Бесконечно долог век человека, унизительно короток он, тупики и разъезды, сожженные мосты, опаленные крылья, опустошенные души, надежда и отчаяние, переплетение судеб, непосильная ноша, хмельной полет над облаками, вечное стремление отдалиться от полуночи в сторону рассвета, ожидание солнца, которое вот-вот выглянет из-за горизонта, согреет лес, травы, разгонит туман, возродит день и новую жизнь…
Вот и сейчас, сидя у изголовья больной, прислушиваясь к ровному гуденью приборов, следя за ритмичными всплесками кардиограммы, Оленев не мог спокойно и отстранение смотреть на лежащего перед ним человека, как на невероятно сложный, но почти познанный набор белковых веществ, электролитов, воды, энергии, мерцающей в нейронах, бегущей по ниточкам нервов и неслышно управляющей телом и духом человека.
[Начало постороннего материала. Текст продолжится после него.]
Issue #2756, opened 2018-05-22
Add are you sure check when deleting extended metadata


dtarb:
The delete extended metadata button for a resource should have a "Confirm to Delete Key/Value Metadata" prompt before deleting, consistent with deleting other metadata.

This was discovered while testing #2733 where I found that when deleting Key/Value Metadata associated with a file type, there is a check, but when deleting Key/Value metadata at the resource level there is no check.
![image](https://user-images.githubusercontent.com/3456833/40377416-1e579eb4-5dae-11e8-838a-642362a32fd5.png)

![image](https://user-images.githubusercontent.com/3456833/40377560-6a84f426-5dae-11e8-9070-381a53257be5.png)

aphelionz:
@pkdash @Maurier Can you give me a quick briefing on where all this code lives? I'm looking through and there's a lot of dynamic JS, a lot of HTML being rendered in the JS, and a lot of disparate functionality in different files. I'm happy to fix it but I think it would go a lot faster if I had some quick guidance.

engineSound:
The deletion action was done in a javascript via ajax which is clear and good. I have looked at the confirmation dialog code for file metadata deletion. The html code was generated in a python file which was challenging to tear apart for reuse.

engineSound:
I am on my way to fix this. Another thought came up to @dtarb

@dtarb While maintaining consistency is great. I would like to know if this behavior is intended for the purpose of fast deletion. Is there a specification or style guide. If there is none, we need to have one so that we know what is expected behavior and what isn't.

dtarb:
I am not aware of a style guide for this.  There is a balance to strike in avoiding a one click deletion that can result from an errant click in the wrong place, versus having to have the user respond "confirm" too many times.  I think there would be value in you reviewing all the places in HydroShare where we have confirms for deletes, and where we do not and then deciding in an objective way.  Perhaps we need a principle that nothing should be deleted irreversibly by a single click, and use that to guide us.

In writing this issue I was pointing out that for exactly the same thing "deleting extended metadata" we were requiring a confirm in one place and not the other.  For consistency both should be handled the same, and I think both should require a confirm.  If you want to broaden the question to other things, that is more work.

engineSound:
@dtarb Got it. Thanks.

martinseul:
close - fixed as part of  https://github.com/hydroshare/hydroshare/pull/3369

PR #3369, opened 2019-04-30
[2756] delete metadata confirm

engineSound:
#2756 
Deleting a pair of extra metadata requires a confirmation dialog. The fix provides the same behavior as deleting a file metadata. 

image

### Regarding code to add this confimration dialog:
The existent code design was to just combine Add and Edit into one dialog. Method signatures reflects this. `showAddEditExtraMetaPopup(edit:false, ''");` The button to commit is always “Save Changes”. 

I don’t want to pollute the original design with the new delete dialog as it might introduce regression for this minor fix. So the bug fix is separated from the existent Add/Edit modal dialog. 

### Pull Request Checklist: 

- [ ] Automated Testing

- [ ] Passing Jenkins Build

### Positive Test Case
1. Add new key/value pairs of extra metadata.
2. Click on the trash can.
3. Delete confirmation dialog pops up, the same look and feel as file metadata deletion.
4. Click the red "Delete" button.
5. The meta data row is deleted.

### DIFF
--- a/theme/static/js/generic-resource.js
+++ b/theme/static/js/generic-resource.js
@@ -242,18 +242,18 @@ function showRemoveExtraMetaPopup(row_id_str) {
     // get the row object via the row_id_str passed in
     let row_to_delete = t.row("#" + row_id_str);
 
-    // get the row content - name and value
-    let name = row_to_delete.data()[0];
-    let value = row_to_delete.data()[1];
+    // get the row content - meta_name and meta_value
+    let meta_name = row_to_delete.data()[0];
+    let meta_value = row_to_delete.data()[1];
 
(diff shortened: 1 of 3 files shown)


Maurier:
@engineSound This confirmation dialog looks different from other places in this page.

This is what is shown in other places:
image

This is what is shown with your changes for this case:
image

This would still be somewhat inconsistent, so I want to make sure @Lizabrazil agrees with it before I approve it.

Personally, I prefer if the same message as previously is used.

engineSound:
The original github issue requested to be consistent with file meta data deletion.

Maurier:
@engineSound Understood. Thanks for clarifying.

Ему всегда казалось, что Грачев, знающий практически все о таинствах человеческого тела, никогда не задумывается именно об этом — что перед ним не просто вышедший из строя организм, а живой, страдающий, верящий и отчаявшийся человек, прошедший долгий путь перед тем, как оказаться на койке в палате реанимации. Он знал это, но, не умевший никого осуждать, смотрел на Грачева спокойным и равнодушным взглядом.
И только теперь, ощутив переворот в своей душе, он ужаснулся той пустоте, которую привык именовать мудростью, равномерным восприятием добра и зла. Он понял, что двадцать лет своей жизни именно он, Юрий Оленев, пребывал в анабиозе, бесчувственном и бессмысленном, как в долгом полете через космическое пространство, и вот он ожил и видит перед собой Землю, породившую его, и начинает вспоминать детские годы, когда умел любить, страдать, ждать и надеяться.
Он понял, что, несмотря на неисчисленные знания, практически ничего не знал и в слепоте своей брел наугад с глазами, обращенными внутрь.
Грачев, аскет и фанатик, решился на непредвиденный шаг, и значит, все общепризнанные суждения о нем оказались лживыми и несправедливыми.
Веселов, пустышка и говорун, отмеченный, как родимым пятном, даже своей, фамилией, тоже повернулся неизвестной стороной — мужчиной, умеющим взять на себя ответственность за совершенный поступок.
Да и сам он обнажил сегодня свою сокровенную суть, о которой не ведал или просто забыл.
Узкое обручальное кольцо поблескивало на левом безымянном пальце женщины, незаведенные часики давно остановились, стрелки их сошлись на цифре двенадцать. И перед Оленевым вдруг зримо, как в кадрах неизвестно кем снятой кинохроники, то мелькающих неразличимо, то растянутых на годы, прошла жизнь этой неизвестной женщины. И это была не привычная утренняя игра в автобусе, о которой забываешь легко и беспечно. Оленев сам жил в чужой непридуманной жизни, шел к этой женщине через ее детство, юность, зрелость в параллельном стеклянном коридоре, и в конце он услышал звон разбитого оконного стекла, короткий крик. Их судьбы сомкнулись, переплелись, чтобы уже не размыкаться до конца.